A few years later Donald called me completely out of the blue. He explained that he was living on his own in the bush making an honest dollar as a lumberjack, and had not gone back to his old ways. He apologized for the way he had treated me, and said that while he truly loved me, he simply couldn’t see a way to make it in my straight world. He needed to be alone and redefine himself as an honest man, not a criminal. Donald signed off, expressing gratitude for the kindness and financial help I had given him while wishing me the best. I assumed what he said was true since he had nothing to gain from calling me, and I felt heartened by his words. My faith in human beings was restored. I wish Nana had received similar closure.
So Nana and I were both widowed young with two children, and had been taken advantage of by opportunistic men. I am a huge patron of the arts and have done a great deal of travelling, just like my grandmother. She, however, did eventually have a long-term boyfriend which has so far not been the case for me. His name was Barney McKinley and he was a reporter for the Toronto Sun, a muck-raking publication known for printing every scandalous bit of news they can get their hands on. My father called the Sun “a rag” and did not respect Mr. McKinley at all. The two of them never got along and one time they argued so heatedly that Mr. McKinley stormed out of our house. I’m not sure what the fight was about, but I’m pretty sure Dad won.

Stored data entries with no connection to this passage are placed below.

PR #613, opened 2021-08-20
Fix cluster view listener logic [API-693]

### LINKED ISSUE #600: Client tries to connect non-existent members
Cluster size, i.e. the number of Hazelcast cluster members: 2+

#### Expected behaviour

When a connection to a member is lost, use only the addresses from member list for reconnection attempts, not the cached addresses of connection manager.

At some point in her 70s Nana slipped and fell on some icy subway steps. She broke her ankle in several places, requiring surgery and the implantation of a pin. My brother Michael and I came to her apartment during her recovery to serenade her. Michael plays guitar and I recorder, and Nana always enjoyed our Vivaldi and Bach duets. Nana needed a cane for some time after her cast was removed, and one day when she was still at this stage Mr. McKinley came over to watch some golf. At some point she hobbled into the bathroom, and as she limped her way back into the living room Mr. McKinley said, “Why don’t you make me a sandwich while you’re up?” Well, something must have snapped in Nana when she heard this because she replied,
“Why don’t you make your own damn sandwich? And while you’re at it, make it in your own kitchen and don’t come back!”
I always felt this was probably a “last straw” scenario, although Nana didn’t go into details when she told me this story. She was always very discreet. At one point years later my daughter was considering opening up a sandwich shop. She loved this story so much that she wanted to call it “Make your Own Damn Sandwich” as an homage to her independent great-grandmother.
Nana never dated another man after turfing Mr. McKinley, but continued to find joy in the arts, travel, her family, and her many friends. I too expect to remain single the rest of my life but find fulfillment in all the same ways my grandmother did. Do I miss my Nana? Naturally. Or, to quote the lady herself, “Well, natch”, but I am grateful to have had her strong, trail-blazing example to follow.